Sometimes I don’t want to let people hear what they want to hear. For example when someone bragging about something and hoping for a compliment, and the people who listen used to responded “wow, cool, you’re great, how could you do that?”, but instead I’ll just say “Ah, so?” something like that. It’s hard for me to do sweet talks. 😦

Tsundere (ツンデレ)

What the heck is tsundere?

a Japanese character development process that describes a person who is initially cold and even hostile towards another person before gradually showing his or her warm side over time.  I’m a tsundere, I keep talking and responded by the opposite way. >_<

***

These things come to my mind after doing my reflection. When people keep saying, “Why are you being single when you’re blah, and blah like this.”, maybe this is the reason for me being single over the years.
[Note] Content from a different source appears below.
PR #217, opened 2015-11-11
BZ:1261052 - Console: various localized perspective listings does not…

nmirasch:
… work.
This commit needs to solve the issue the one asked in uf-ext. We need generate the test for the ui at console ui but for  generate really useful test, a big refactor is needed. And We'll do it at master branch.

Physical beauty is not the matter? Indeed. Having an average physical beauty and My inner is sucks, and I think I should fix it. But how?

PS:
Do you know the difference between beautiful and pretty?
Beautiful is like when you saw a great art and you can’t imagine them doing cute/funny things because it will crack their beauty. Pretty is simply being cute and lovely. Pretty is also described as beautiful when the beautiful one sometimes is not pretty.
Actresses to describe it  :
Emma Watson and Kristen Stewart on Beautiful League
Teresa Palmer and Saoirse Ronan on Pretty League.